Отделение, назначенное для школы, занимало добрую половину большого барского дома и в контраст с помещением владельца было отделано изысканно, красиво и светло. Полировка, лак, паркет, резного дерева потолки, резная дубовая мебель, стены, раскрашенные прекрасными картинами.
С громадным удивлением я читал под ними имя одного из самых выдающихся наших художников, прекрасно выполненные картины которого из народной жизни на выставке умеют привлекать к себе толпу зрителей и покупателей, платящих за них сотни и тысячи рублей.
Все остальное в школе было в тон этой роскоши. Громадные комнаты, масса воздуха, комнаты для музея, комнаты для ремесл.
— Это вот их образцовые поля и огороды, — показал хозяин в окно.
Из больших зеркальных окон открывался вид на поля, реку и пруд. Была осень, мелкий дождик только что перестал, и темные осенние поля с помятой жнивой, теперь намокшие и продрогшие, смотрели холодно и неуютно. Виднелись оросительные канавки, а туда, дальше, флигелек и ряд хозяйственных построек. У флигеля несколько маленьких крестьянских детей возились над чем-то.
Мы прошли еще несколько комнат и вошли в маленькую нарядную комнатку с камином, в котором ярко горели теперь дрова, с мягкой кабинетной мебелью, обитой темным сафьяном, с полом, устланным хорошими коврами, и со стенами, увешанными картинами. Сухое лицо хозяина, эта обычная маска его, оживилось, и неуверенным смущенным голосом он сказал:
— Это мое святилище.
У дверей стоял сторож, руками которого, очевидно, был растоплен этот камин и все содержалось в таком порядке. Ласково, с тем видом, когда в доме все делается не за страх только, а и за совесть, он спросил:
— Чаю?
— Дай, — сухо ответил хозяин и, опустившись в кресло, спросил: — Вы против камина ничего не имеете?

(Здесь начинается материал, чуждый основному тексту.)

PR #119, opened 2015-12-09
Add note indicating line padding can only use 'c' units (#110) 

### LINKED ISSUE #110: Add note indicating line padding can only use 'c' units.
To avoid confusion, it would be useful to add a note that ebutts:linePadding can only use 'c'.

palemieux:
Resolves #110


nigelmegitt:
LGTM

Issue #128, opened 2016-01-08
IMSC is not a strict superset of SDP-US


skynavga:
SDP-US Section 4.2 [1] states:

"R0008 - A document must contain a ttp:profile element where the use attribute of that element is specified as http://www.w3.org/ns/ttml/profile/sdp-us."

however, IMSC Section 6.10 [2] states:

"#profile	permitted	 ... The ttp:profile element shall not be present."

This means that the statement made in the IMSC Abstract and Scope sections regarding SDP-US is incorrect:

"The text-only profile is a strict superset of [ttml10-sdp-us]."

[1] http://www.w3.org/TR/ttml10-sdp-us/#Use_of_Constrained_TTML_Feature_content_profile
[2] https://rawgit.com/w3c/imsc1/master/spec/ttml-ww-profiles.html#common-features

palemieux:
The `ttp:profile` element was allowed all the way to, and including, CR2 -- possibly in part to support SDP-US. It looks like the prohibition of the `ttp:profile` element is a bug inadvertently introduced in an effort to simplify profile signaling. PR #129 proposes to revert the change and allow the `ttp:profile` element to allow SDP-US documents to be processed by IMSC1 processors.

PR #135, opened 2016-01-18
Addresses #134 ("SDP-US document may not adhere to HRM")

### LINKED ISSUE #134: SDP-US document may not adhere to HRM
The statement in the abstract:

> The text profile is a superset of [ttml10-sdp-us].

is in fact untrue since it is possible to construct SDP-US documents that fail HRM requirements.

Suggest rewording to:

> The text profile is a syntactic superset of [ttml10-sdp-us]; it is feasible to create documents that are simultaneously conformant both to SDP-US and the IMSC Text profile.

or something along those lines.

palemieux:
Closes #134


nigelmegitt:
Looks good to me.

palemieux:
See #128 as well

PR #137, opened 2016-01-19
Address #128

palemieux:
Apply resolution of #128 to CR3 branch


palemieux:
Closing and will instead merge issue-128 and issue-134 to imsc1-cr3 branch directly.

PR #139, opened 2016-01-26
Addresses #136 ("Documents that have no content may be conformant to both profiles")

### LINKED ISSUE #136: Documents that have no content may be conformant to both profiles
§5.1 General states:

> A Document Instance shall not conform to the Text Profile and Image Profile simultaneously.

However I cannot see any other constraints that enforce this. Specifically in the case of documents without content it may be possible to construct a document that does conform to both profiles simultaneously. I don't see a problem with being able to construct a document that conforms to both profiles, as long as it is is empty of TTML content. 

Note that none of the features is listed with a disposition of "required".

For example this document containing no content (omitting `<body>` in this case, and including `ttp:profile` elements in anticipation of #129) would be conformant to both text and image profiles simultaneously, and may be found for example in an ISOBMFF sample during which no captions or subtitles are to be displayed:

```xml
<tt
  xml:lang=""
  xmlns="http://www.w3.org/ns/ttml"
  xmlns:ttp="http://www.w3.org/ns/ttml#parameter" >
   <head>
      <ttp:profile use="http://www.w3.org/ns/ttml/profile/imsc1/image" />
      <ttp:profile use="http://www.w3.org/ns/ttml/profile/imsc1/text" />
   </head>
</tt>
```

Even more simply, and avoiding the restriction on being conformant to both profiles simultaneously, the `ttp:profile` elements can be omitted:

```xml
<tt xml:lang="" xmlns="http://www.w3.org/ns/ttml" />
```

This, by the way, is one of the empty documents specified in [EBU Tech3381](https://tech.ebu.ch/publications/tech3381) "Carriage of EBU-TT-D in ISOBMFF".

palemieux:
Closes #136

### DIFF
--- a/spec/ttml-ww-profiles.html
+++ b/spec/ttml-ww-profiles.html
@@ -181,7 +181,7 @@ table.syntax { border: 0px solid black; width: 85%; border-collapse: collapse }
     <section>
       <h3>General</h3>
 
-      <p>Notwithstanding special cases, e.g. a <a>Document Instance</a> that contains no <code>p</code>, <code>span</code>, <code>br</code> element and no <code>smpte:backgroundImage</code> attribute, it is generally not possible to construct a <a>Document Instance</a> that conforms to the <a>Text Profile</a> and <a>Image Profile</a> simultaneously, i.e. that results in the presentation of both text data and image data.</p>
+      <p>Notwithstanding special cases, e.g. a <a>Document Instance</a> that contains no <code>p</code>, <code>span</code>, <code>br</code> element and no <code>smpte:backgroundImage</code> attribute, it is generally not possible to construct a <a>Document Instance</a> that conforms to the <a>Text Profile</a> and <a>Image Profile</a> simultaneously, and it is not possible to construct a <a>Document Instance</a> that results in the presentation of both text data and image data.</p>
 
       <p>In applications that require subtitle/caption content in image form to be simultaneously available in text form, two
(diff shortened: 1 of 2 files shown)


spec/ttml-ww-profiles.html
```diff
@@ -181,7 +181,7 @@
     <section>
       <h3>General</h3>
 
-      <p>A <a>Document Instance</a> SHALL NOT conform to the <a>Text Profile</a> and <a>Image Profile</a> simultaneously.</p>
+      <p>Notwithstanding special cases, e.g. a <a>Document Instance</a> that contains no <code>p</code>, <code>span</code>, <code>br</code> element and no <code>smpte:backgroundImage</code> attribute, it is generally not possible to construct a <a>Document Instance</a> that conforms to the <a>Text Profile</a> and <a>Image Profile</a> simultaneously, i.e. that results in the presentation of both text data and image data.</p>
```
nigelmegitt: This reads as though it is generally not possible to construct a document that results in the presentation of both text and image data. I think we can be stronger than that, and change:

> ... it is generally not possible to construct a <a>Document Instance</a> that conforms to the <a>Text Profile</a> and <a>Image Profile</a> simultaneously, i.e. that results in the presentation of both text data and image data.

to

> ... it is generally not possible to construct a <a>Document Instance</a> that conforms to the <a>Text Profile</a> and <a>Image Profile</a> simultaneously, __and it is never possible to construct a <a>Document Instance</a>__ that results in the presentation of both text data and image data.

nigelmegitt:
Apologies for the post-merge review; this slipped me by for some reason. Anyhow LGTM.

Issue #133, opened 2016-01-14
Testsuite tests using text profile do not specify non-normal line height.


skynavga:
Some tests that use IMSC Text Profile fail to follow recommendation on specifying non-normal line height as indicated by:

> `#lineHeight`
> An explicit &lt;length&gt; SHOULD be specified as there is no uniform implementation of
> the "normal" value at the time of this writing.

These tests include:

aspectRatio1
aspectRatio2
aspectRatio5
forcedDisplay1
frameSync1
linePadding1
multiRowAlign1
progressivelyDecodable1

and most dece/*/*.ttml tests that use text profile.

In the case of some dece tests, a non-normal (non-default) line height is specified to apply for some text but not for all text.

palemieux:
The explicit length is only a recommendation ("SHOULD"), so I do not believe a change is necessary here. More specifically, I would rather not risk changing the test suite at this point of the process unless absolutely required.

skynavga:
SHOULD means SHOULD. We should follow the recommendation unless you can
show a technical reason why this is a risk.

palemieux:
See proposed disposition to #130.

skynavga:
I restored the bug label because I believe it is a bug to have a test produce a warning unless it is the express intent of the test to verify the production of the warning.

nigelmegitt:
Notes from today's TTWG meeting: the view is to update all tests so that they do not generate warnings from processors that check for conformance with specification recommendations, unless the specific goal of the test is to check that such warnings are issued when they apply.

PR #143, opened 2016-01-29
Address #133 (missing tts:lineHeight with value not 'normal')

skynavga:


nigelmegitt:
I'm curious: why put the `tts:lineHeight` attribute on `body` rather than `region`? They seem to be identical in terms of processing, but having `tts:lineHeight` on `region` would look tidier given that's where all the other style attributes are set. I suppose it avoids having to add the same `tts:lineHeight` attribute on all the `region`s when there are several in the same document instance.

skynavga:
Yes, it was because by putting it on body, it would cover all content in
multiple regions. If this were TTML2, we would have other options as well,
such as putting on tt or adding an initial element, in which case I would
likely use the latter (initial).

Issue #138, opened 2016-01-21
Improve examples


palemieux:
The examples in Annex E do not include `ttp:profile` attribute.

PR #144, opened 2016-01-29
Address #138 (missing ttp:profile in examples)

skynavga:


spec/ttml-ww-profiles.html
```diff
@@ -497,7 +497,8 @@
   xmlns:ttp=&quot;http://www.w3.org/ns/ttml#parameter&quot; 
   xmlns:ittp=&quot;http://www.w3.org/ns/ttml/profile/imsc1#parameter&quot;
   ittp:aspectRatio=&quot;4 3&quot;
-	tts:extent=&quot;400px 300px&quot;
+  tts:extent=&quot;400px 300px&quot;
+  ttp:profile=&quot;http://www.w3.org/ns/ttml/profile/imsc1/text&quot;
```
nigelmegitt: I wouldn't add the profile attribute here since the example is demonstrating a feature common to both profiles.

spec/ttml-ww-profiles.html
```diff
@@ -596,6 +597,7 @@
   xmlns:ttp=&quot;http://www.w3.org/ns/ttml#parameter&quot; 
   xmlns:ittp=&quot;http://www.w3.org/ns/ttml/profile/imsc1#parameter&quot;
   ittp:progressivelyDecodable=&quot;true&quot;
+  ttp:profile=&quot;http://www.w3.org/ns/ttml/profile/imsc1/text&quot;
```
nigelmegitt: I wouldn't add the profile attribute here since the example is demonstrating a feature common to both profiles.

nigelmegitt:
Aside from Example 2 and Example 3 this looks good to me.

skynavga:
ok, i'll edit further and resubmit PR; i will also add a note under these
examples indicating the reason no profile is specified in the example

palemieux:
> ok, i'll edit further and resubmit PR;

Simply patch your local branch and push it to remote, right? No need to
delete the PR.

nigelmegitt:
@palemieux that's right: @skynavga can simply commit a change to the source branch from which the PR was generated and the PR will track it with no further action needed.

nigelmegitt:
@skynavga I like the sound of the edits you mentioned in the [comment above](https://github.com/w3c/imsc/pull/144#issuecomment-176853518)

PR #140, opened 2016-01-28
Address #130 (missing @ttp:profile).

skynavga:
Closes #130

PR #149, opened 2016-02-01
Addresses #148 (Change profile signalling in files with ebu-tt-d extensions)

### LINKED ISSUE #148: Change profile signalling in files with ebu-tt-d extensions
The test suites samples for line padding and multirow align have been drafted to be compatible with EBU-TT-D. They were not any more due to the addition of the ttp:profile attribute.

Therefore the indication of the profiles should be done as proposed in the spec using the ebuttm:conformsToStandard element.

tairt:
The test suites samples for line padding and multirow align have been drafted to be compatible with EBU-TT-D. They were not any more due to the addition of the ttp:profile attribute in PR #140. Therefore the indication of the profiles should be done as proposed in the spec using the ebuttm:conformsToStandard element.

Closes #148

### DIFF
--- a/testsuite/linePadding/linePadding1.ttml
+++ b/testsuite/linePadding/linePadding1.ttml
@@ -1,12 +1,15 @@
 <?xml version="1.0" encoding="UTF-8"?>
-<tt xml:lang="en"
-    xmlns="http://www.w3.org/ns/ttml"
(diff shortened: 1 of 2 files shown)


palemieux:
This is intended to fix a bug introduced when PR #140 was merged.

PR #161, opened 2016-02-05
Address #114 (Definition of prohibited does not prohibit presence of feature)

### LINKED ISSUE #114: Definition of prohibited does not prohibit presence of feature.
Section 4 states:

shall not use any vocabulary, syntax or attribute values that would require the processor to implement any "prohibited" features to successfully process the document.

If the intention of this language is to prohibit the presence of a feature, e.g., use of a span element in the image profile, then this language does not accomplish that goal. In particular, it permits an interpretation that a prohibited feature may be used even though it does not require the processor to implement support.

In other words, the term *prohibited* as defined does not mean that a feature must not be used. It only means that the author of the document cannot use
<pre>&lt;feature value='required'&gt;...&lt;/feature&gt;
</pre>
for a prohibited feature.

skynavga:
Closes #114

### DIFF
--- a/spec/ttml-ww-profiles.html
+++ b/spec/ttml-ww-profiles.html
@@ -107,6 +107,31 @@ table.syntax { border: 0px solid black; width: 85%; border-collapse: collapse }
 
     <p>This specification uses the same conventions as [[!TTML1]] for the specification of parameter attributes, styling attributes and metadata elements. In particular, Section 2.3 of [[!TTML1]] specifies conventions used in the XML representation of elements.</p>
 		
+    <p>This document uses <a>Feature</a> and <a>Extension</a> designations defined
+      in [[!TTML1]], [[!ST2052-11]], [[!EBU-TT-D]] and this
+      specification. When making reference to content conformance,
+      these designations are used to refer to the syntactic expression
+      or the semantic capability associated with each designated
+      <a>Feature</a> or <a>Extension</a>. When making reference to processing
+      conformance, these designations are used to refer to processing
+      requirements associated with each designated <a>Feature</a> or
+      <a>Extension</a>.</p>
+
+    <p>Within the feature tables contained in this specification, the
+      disposition <em>permitted</em> means that a syntactic expression
+      or semantic capability referred to by a <a>Feature</a> or <a>Extension</a>
+      designation is permitted within a document instance, while the
+      disposition <em>prohibited</em> means that a syntactic
+      expression or semantic capability referred to by a <a>Feature</a> or
+      <a>Extension</a> designation is prohibited (not permitted) within a
+      document instance.  The disposition does not refer to the
+      specification of a <code>ttp:feature</code>
+      or <code>ttp:extension</code> element as being permitted or
+      prohibited within a <code>ttp:profile</code> element; rather, it
+      refers to whether the syntactic expression or semantic
+      capability designated by a <a>Feature</a> or <a>Extension</a> is permitted or
+      prohibited in a document instance.</p>
+
 		<p>All content of this specification that is not explicitly marked as non-normative is considered to be normative. If a section or appendix header contains the expression "non-normative", then the entirety of the section or appendix is considered non-normative.</p>
   </section>
 
@@ -117,7 +142,11 @@ table.syntax { border: 0px solid black; width: 85%; border-collapse: collapse }
 		
 		<p><dfn>Document Instance</dfn>. See Section 2.2 at [[!TTML1]].</p>
 		
-		<p><dfn>Intermediate synchronic document</dfn>. See Section 9.3.2 at [[!TTML1]].</p>
+		<p><dfn>Extension</dfn>. See Section 2.2 at [[!TTML1]].</p>
+		
+		<p><dfn>Feature</dfn>. See Section 2.2 at [[!TTML1]].</p>
+		
+		<p><dfn>Intermediate Synchronic Document</dfn>. See Section 9.3.2 at [[!TTML1]].</p>
 
 		<p><dfn>Processor</dfn>. Either a <a>Presentation processor</a> or a <a>Transformation processor</a>.</p>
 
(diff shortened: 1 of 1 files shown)


spec/ttml-ww-profiles.html
```diff
@@ -107,6 +107,31 @@
...
+      these designations are used to refer to the syntactic expression
+      or the semantic capability associated with each designated
+      <a>Feature</a> or <a>Extension</a>. When making reference to processing
+      conformance, these designations are used to refer to processing
+      requirements associated with each designated <a>Feature</a> or
+      <a>Extension</a>.</p>
+
+    <p>Within the feature tables contained in this specification, the
+      disposition <em>permitted</em> means that a syntactic expression
+      or semantic capability referred to by a <a>Feature</a> or <a>Extension</a>
```
nigelmegitt: @skynavga is there a reason for using the phrase "associated with" in the paragraph above and "referred to by" here? It's not clear what if any difference is implied by the two phrases, so if there is no intention to differ in meaning we should probably use the same wording.

spec/ttml-ww-profiles.html
```diff
@@ -107,6 +107,31 @@
...
+      designation is permitted within a document instance, while the
+      disposition <em>prohibited</em> means that a syntactic
+      expression or semantic capability referred to by a <a>Feature</a> or
```
nigelmegitt: "referred to by" again - highlighting just for completeness

spec/ttml-ww-profiles.html
```diff
@@ -137,15 +166,17 @@
...
-		
-
     <ul>
-			<li>SHALL satisfy all normative provisions specified by the profile;</li>
-			<li>MAY use any vocabulary, syntax or attribute values whose interpretation will be successfully processed by a processor that supports "permitted" features;</li>
-			<li>SHALL NOT use any vocabulary, syntax or attribute values that would require the processor to implement any "prohibited" features to successfully process the document.</li>
-			</ul>
+      <li>SHALL satisfy all normative provisions specified by the profile;</li>
+      <li>MAY use any vocabulary, syntax or attribute value which presence is
+        admitted by a <a>Feature</a> or <a>Extension</a> defined by the applicable profile as having the
```
nigelmegitt: Likewise can we use the same phrasing here, e.g. "May use any vocabulary, syntax or attribute value associated with a Feature or Extension whose disposition is "permitted" in the applicable profile" ?

spec/ttml-ww-profiles.html
```diff
@@ -137,15 +166,17 @@
...
+        disposition <em>permitted</em>;</li>
+      <li>SHALL NOT use any vocabulary, syntax or attribute value which presence
+        is admitted by a <a>Feature</a> or <a>Extension</a> defined by the applicable profile as having the
+        disposition <em>prohibited</em>.</li>
```
nigelmegitt: ditto https://github.com/w3c/imsc/pull/161/files#r52011542

spec/ttml-ww-profiles.html
```diff
@@ -137,15 +166,17 @@
...
+    </ul>
 			
-
+    <p class='note'>In the paragraph above, the term <em>use</em> means <em>appears in [a document instance]</em>.</p>
```
nigelmegitt: Possibly `[a document instance]` should be `a <a>Document Instance</a>`?

nigelmegitt:
Thanks for the edit proposal Glenn, looking good aside from a few detail comments I've added as line notes to the PR.

spec/ttml-ww-profiles.html
palemieux: > [[!TTML1]], [[!ST2052-11]], [[!EBU-TT-D]]

No need to list these specifications since this information is already contained in the tables of Sections 6.11, 7.4 and 8.4.

spec/ttml-ww-profiles.html
```diff
@@ -409,7 +440,7 @@
     <section>
       <h3>Synchronization</h3>
 
-      <p>Each <a>intermediate synchronic document</a> of the <a>Document Instance</a> is intended to be displayed on a specific frame and
+      <p>Each <a>intermediate Synchronic Document</a> of the <a>Document Instance</a> is intended to be displayed on a specific frame and
```
palemieux: Is there a reason to capitalize 'S' and 'D' but not 'I'?

spec/ttml-ww-profiles.html
```diff
@@ -856,7 +887,7 @@
     <section id='common-features'>
       <h3>Features</h3>
 
-			<p>See <a href="#conformance"></a> for a definition of "permitted" and "prohibited".</p>
+			<p>See <a href="#conventions"></a> for a definition of <em>permitted</em> and <em>prohibited</em>.</p>
```
palemieux: The "conformance" section defines how the terms "permitted" and "prohibited" impact conformance. The text in "convention" is merely introductory, and does not seem to introduce information not already included in "conformance".

spec/ttml-ww-profiles.html
palemieux: Wouldn't saying "A <a>Document Instance</a> that conforms to a profile defined herein: SHALL NOT include any vocabulary, syntax or attribute value [...]" be equivalent to stating  "A <a>Document Instance</a> that conforms to a profile defined herein: SHALL NOT use any vocabulary, syntax or attribute value [...]" followed by "In the paragraph above, the term <em>use</em> means <em>appears in [a document instance]</em>."?

skynavga:
I have reviewed your comments (@nigelmegitt and @palemieux), and find that they are no more than word smithing. Given the multiple urgings to achieve rapid closure rather than perfection, I decline to make any further edits. I suggest we adopt as is and if necessary tweak in IMSC2.

skynavga:
Just to be clear, my position is that the text of this PR is "good enough". Since we have been told in no uncertain terms that perfection is the enemy of the good, then I would suggest you accept my proposed text for IMSC1 unless you truly believe it is broken, in which case I'm sure that PAL can find a fix for the breakage, and, if he feels it is necessary, consult with me on such a fix.

palemieux:
Note that the first two sentences of the paragraph that started with "within the feature tables contained in this specification" was removed from https://github.com/w3c/imsc/commit/3fb5e501e49d97e92d023df4030ef6a1f133f2be since:
* it duplicated normative prose in the "conformance" section where the impact of "permitted" and "prohibited" is formally specified
* it did not state that "permitted" and "prohibited" also had an impact on processor conformance

The last sentence of the paragraph was moved to the "conformance" section.

spec/ttml-ww-profiles.html
```diff
@@ -154,7 +173,7 @@
 
       <li>SHALL satisfy all normative provisions specified by the profile; and</li>
 
-      <li>SHALL implement presentation semantic support for all features designated as "permitted" by the profile, subject to 
+      <li>SHALL implement presentation semantic support for all features designated as <em>permitted</em> by the profile, subject to
```
nigelmegitt: Why just `all features` here and not `every <a>Feature</a> and <a>Extension</a>`?

spec/ttml-ww-profiles.html
```diff
@@ -165,7 +184,7 @@
 
       <li>SHALL satisfy all normative provisions specified by the profile; and</li>
 
-      <li>SHALL implement transformation semantic support for all features designated as "permitted" by the profile, subject to 
+      <li>SHALL implement transformation semantic support for all features designated as <em>permitted</em> by the profile, subject to
```
nigelmegitt: As above, query "all features" as excluding extensions.

nigelmegitt:
Looks good to me aside from the queries about excluding extensions from processor conformance.

nigelmegitt:
As per commit 403559e I've addressed my comments directly - hope that's okay!

palemieux:
I have found another instance of 'feature' that should probably be replaced by "Feature and Extension"

nigelmegitt:
@palemieux are you going to make another commit to address the instance of 'feature' that you think needs to be replaced by 'Feature and Extension'? This seems to have got lost...

palemieux:
> @palemieux are you going to make another commit to address the instance of 'feature' that you think needs to be replaced by 'Feature and Extension'?

This was done at https://github.com/w3c/imsc/commit/c8bc3210f23cc55e9a61d5d3f0b8c6b2fd9e030c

— Я люблю камин. В такой сырой мозглый день он греет и светит, как солнце, и придает этой прекрасной комнате самый уютный и жилой вид.
— Ну, очень рад, что вам здесь нравится.
— И здесь и везде, во всем помещении вашей… и не знаю как и назвать… вашей прекрасной школы.
— Да… — рассеянно проговорил хозяин, — прежде…
Он остановился. У него была какая-то особенная выразительность в манере говорить. Очевидно, он или говорил то, о чем думал, или молчал. И когда говорил, он точно видел то, к чему была прикована его мысль, и, отдаваясь ей, умел интонацией голоса, взглядом, движением дать почувствовать и слушателю то, что и сам испытывал. В то же время с виду он оставался все таким же сдержанным и сухим. Он не спеша продолжал с расстановкой:
— Прежде мы хвалились охотой, лошадьми… Времена переменчивы…
Он опять замолчал, лицо его приняло характерное отлетевшее выражение, он смотрел в огонь камина и в этих перебегающих струйках точно следил за чем-то, изредка вдруг наклоняя низко голову и подымая брови, словно спрашивал. Я сидел, охваченный обстановкой, и тоже молчал.